# heavy 10 spindle bearings



## oscer (Feb 8, 2011)

Maybe it's just me but it seems that frequently,I get chatter on a turning that seems to be comming directly from the spindle bearings. I don't have a dial test indicator that reads .0001s so I used an indicator that reads .001 and pulled real hard on a broom stick that was sticking thru the spindle it showed only .001 movement. I would like to buy a good test indicator and check this out again. So my question to you south bend owners is: do you feel under machined by these old cast iron type spindle bearings?(mine is a1943 model). If I do see more than .0013 of movement with a better indicator can I take shims out and be back in business? If any of you have any comments on this topic I would like to hear them. Thanks oscer


----------



## HSS (Feb 9, 2011)

Mumbles is correct, as a mater of fact South Bend says to check both the front spindle bearing and the REAR spindle bearing the same way but I don't think they had a broom handle in mind since you should put about 75 lbs of force on the spindle bearings.

Pat


----------



## oscer (Feb 9, 2011)

Yea I read that you should put 75 lbs of force I think it said at 18 inches from the bearing with a test indicator on the spindle. It does always sound like it's comming from the rear bearing. I ran it for acouple of hrs. today with no hint of the problem. maybe it just happens when for whatever reason the oil film between the spindle and bearings hasn't come up to pressure yet.I just don't know.
So what did you do to correct the problem with the rear bearing Mumbles?


----------



## oscer (Feb 11, 2011)

Thanks Mumbles, Yea they're cast iron I think. there is nothing between the cap and the spindle or the spindle and the head stock. There are both brass shims and paper shims under the caps. I think before I start removing any shims I'm going to invest in a test indicator, its something I've been wanting to buy anyway. and do the 75 lb test again then go from there. I like the idea about cig. papers. they would make some fine adjustments. I did replace the felts when I first bought the lathe.Thanks again for the advise. oscer


----------



## oscer (Feb 25, 2011)

Hi fellas, the UPS man just dropped off a Mitutoyo 513-104 this morning so I put it on the outboard end of my spindle and it showed .0026" of slop when I pulled real hard on a broom handle ( I keep one setting by the lathe to knock out the MT adapter). I'm not sure how to apply 75# of force here, maybe with a torque wrench and some kind of adapter, or possibly with a hanging type scale. At any rate I just lifted up on the broom handle till the indicator stopped moving. When I checked it a couple of months ago with a .001 res. indicator it only showed .001" of movement. I also pushed down and it only moved a couple of tenths. didn't check the other end yet no time today. Just did this quickly cause of curiosity. I assume if I remove shims to close the gap here I should remove them from both sides of the bearing.


----------



## oscer (Feb 26, 2011)

Knudsen, good plan some times the simple solutions never occur to me :-[

Jim, I had the same problem,it was so loosse Icoud turn it with my fingers. Tightening it helped but I still need to do the bearing job.


----------



## HSS (Feb 27, 2011)

knudsen link=topic=763.msg5504#msg5504 date=1298732870 said:
			
		

> I would use a pipe with 3ft extending past the spindle and put 25# of bar bell weight on the end.

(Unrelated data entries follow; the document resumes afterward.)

PR #1079, opened 2026-03-30
fix: avoid blocking Reactor scheduler thread during AutoContext compression

zhangliyuangit:
When compression is triggered in handlePreReasoning, compressIfNeeded() internally calls .block() for LLM-based summarization. Running this on the Reactor scheduler thread stalls downstream streaming chunk dispatch, causing all chunks to be flushed at once instead of incrementally.

Fix: wrap compressIfNeeded() in Mono.fromCallable(...).subscribeOn(Schedulers.boundedElastic()) so blocking work runs on the elastic thread pool.


LearningGp:
PTAL, @shiyiyue1102

Issue #1095, opened 2026-04-01
[Bug]:OpenAITextEmbedding 组件存在设计缺陷


jackxmcheng:
OpenAITextEmbedding 组件存在设计缺陷：强制要求传入 dimensions 向量维度参数，并默认携带该参数调用接口，未区分模型兼容性。
该参数仅 OpenAI 官方嵌入模型支持，BAAI/bge 等开源嵌入模型不支持 matryoshka representation 嵌套向量功能，携带 dimensions 调用会直接返回 400 错误，导致开源模型无法使用。
复现方式
使用 OpenAITextEmbedding 调用开源嵌入模型（如 BAAI/bge-large-zh-v1.5），框架自动携带 dimensions 参数，接口报错：
Model "BAAI/bge-large-zh-v1.5" does not support matryoshka representation...
影响范围
所有非 OpenAI 官方嵌入模型均无法通过 OpenAITextEmbedding 正常调用，严重限制框架对开源嵌入模型的支持。
修复建议
将 dimensions 改为非必选参数，默认不传递；
仅当用户显式配置时，才携带该参数；
增加模型兼容性判断，仅对 OpenAI 官方模型支持 dimensions 配置。

guslegend0510:
Hi, I’d like to work on this issue as my first contribution.

My understanding is:
- make `dimensions` optional in `OpenAITextEmbedding`
- only send it when explicitly configured
- add/update unit tests for this behavior

Please let me know if this direction looks good. Thanks!

Asaduddin18:
Hi, I wanted to work on this issue as my first contribution.

Thanks!

Blue-Berrys:
I'd like to pick this up and implement the fix: make `dimensions` optional in `OpenAITextEmbedding`, only send it when explicitly configured, and add/update unit tests. The previous assignee claim appears inactive — happy to coordinate if a PR is already in progress.

PR #1110, opened 2026-04-02
fix: make dimensions parameter optional in OpenAITextEmbedding (#1095)

egezturkk:
## AgentScope-Java Version
1.0.12-SNAPSHOT

## Description
Background & Purpose:
Currently, `OpenAITextEmbedding` enforces a mandatory `dimensions` parameter. This causes 400 Bad Request errors when using open-source embedding models (like BAAI/bge) through the OpenAI-compatible API, as these models do not support the Matryoshka representation parameter.

Changes:
- Changed `dimensions` type from `int` to `Integer` in `OpenAITextEmbedding` and its `Builder`.
- Removed the hardcoded default value of `1536` to make it optional.
- Updated the request builder logic to only include the `dimensions` field in the API payload if it is explicitly provided.
- Added null checks in `embed()`, `getDimensions()`, and validation logic to ensure stability.

How to test:
Initialize `OpenAITextEmbedding` without calling `.dimensions()`. Verify that the outgoing JSON request to the embedding endpoint does not contain the `dimensions` key.

## Checklist
- [x] All tests are passing (mvn test)

### DIFF
--- a/agentscope-extensions/agentscope-extensions-rag-simple/src/main/java/io/agentscope/core/embedding/openai/OpenAITextEmbedding.java
+++ b/agentscope-extensions/agentscope-extensions-rag-simple/src/main/java/io/agentscope/core/embedding/openai/OpenAITextEmbedding.java
@@ -49,7 +49,7 @@ public class OpenAITextEmbedding implements EmbeddingModel {
 
     private final String apiKey;
     private final String modelName;
-    private final int dimensions;
+    private final Integer dimensions;
     private final ExecutionConfig defaultExecutionConfig;
 
     private final String baseUrl;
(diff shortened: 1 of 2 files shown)


agentscope-extensions/agentscope-extensions-rag-simple/src/main/java/io/agentscope/core/embedding/openai/OpenAITextEmbedding.java
```diff
@@ -225,7 +230,7 @@ public String getModelName() {
 
     @Override
     public int getDimensions() {
-        return dimensions;
+        return dimensions != null ? dimensions : 0;
```
LearningGp, line 233: The Javadoc for EmbeddingModel.getDimensions() explicitly states that the default value is 1024 if not specified, but this implementation returns 0.

Downstream stores (InMemoryStore, QdrantStore, PgVectorStore) validate that dimensions > 0 and will throw an exception otherwise. If a user passes the result of OpenAITextEmbedding.getDimensions() to a Store builder, it will cause a runtime failure.

LearningGp (changes requested):

PR #1118, opened 2026-04-03
fix: handle Map type in getChatUsage() after deserialization

### LINKED ISSUE #1115: [Bug]: getChatUsage
# Bug: getChatUsage() returns null when metadata._chat_usage is a Map type
## Describe the bug
The `getChatUsage()` method in the message class returns `null` incorrectly when the `_chat_usage` value in `metadata` is a **Map type** (instead of a direct `ChatUsage` object). This causes the token usage data to be unreadable via the official getter method, even though the raw data exists in the metadata map.

### 1. Your code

You have to lift the bar to check the bearings. What you suggest won't lift the spindle to check the bearings. I am in the process of replacing the shims on my spindle bearing caps and had to climb on top of my chip pan to get 75# of lift on the bearings. I guess I'll work off of a ladder to do the rear bearing. BTW there was only 1 original shim left on either bearing caps, the rest had been replaced with five .006 shim stock on each side. I got it back down to one .006, one .002 and one .001 on each side of the front bearing.


----------



## oscer (Feb 27, 2011)

Your right Blackhorse, I realized that after I got off line and thought about the weight and pipe. When I pushed down on the spindle It only moved a couple of tenths but when I lifted it it moved the .0026" 
Did you get yours to work properly? I guess if you run out of shims you could remove stock from the bottom of the flat surface of the bearing cap.


----------



## HSS (Feb 27, 2011)

No worries, I have plenty of shim stock, just tiring on the hands to cut the stuff.LOL I'm cutting shims by tracing the old shim on the new shim with a carbide scribe and breaking on the scribe line. I have the rear to do yet, when I find time to get back out there.

Pat


----------



## oscer (Feb 27, 2011)

I found a scale that I can borrow to do the job. I'm anxious to see the results, this is the biggest issue I have with the lathe so far. Hoping for happy turning after I make the adjustment


----------



## oscer (Feb 28, 2011)

Just an up date, I spent some time today removing shims and adding thinner ones. I ended up with .0007 clearance on the front bearing as measured with a hanging scale attached to a piece of conduit 2' from the spindle and lifting to 37.5 # and reading the indicator, and .006 on the rear bearing. I chucked up a piece of mild steel and turned and faced it to see if the lathe worked any better. I think it helped. When I disengage the feed and pick up feeding by hand the tool chattered slightly but I couldn't hear it comming from the rear bearing like before. Will have to see how it acts during future projects but hopefully it will be O.K.


----------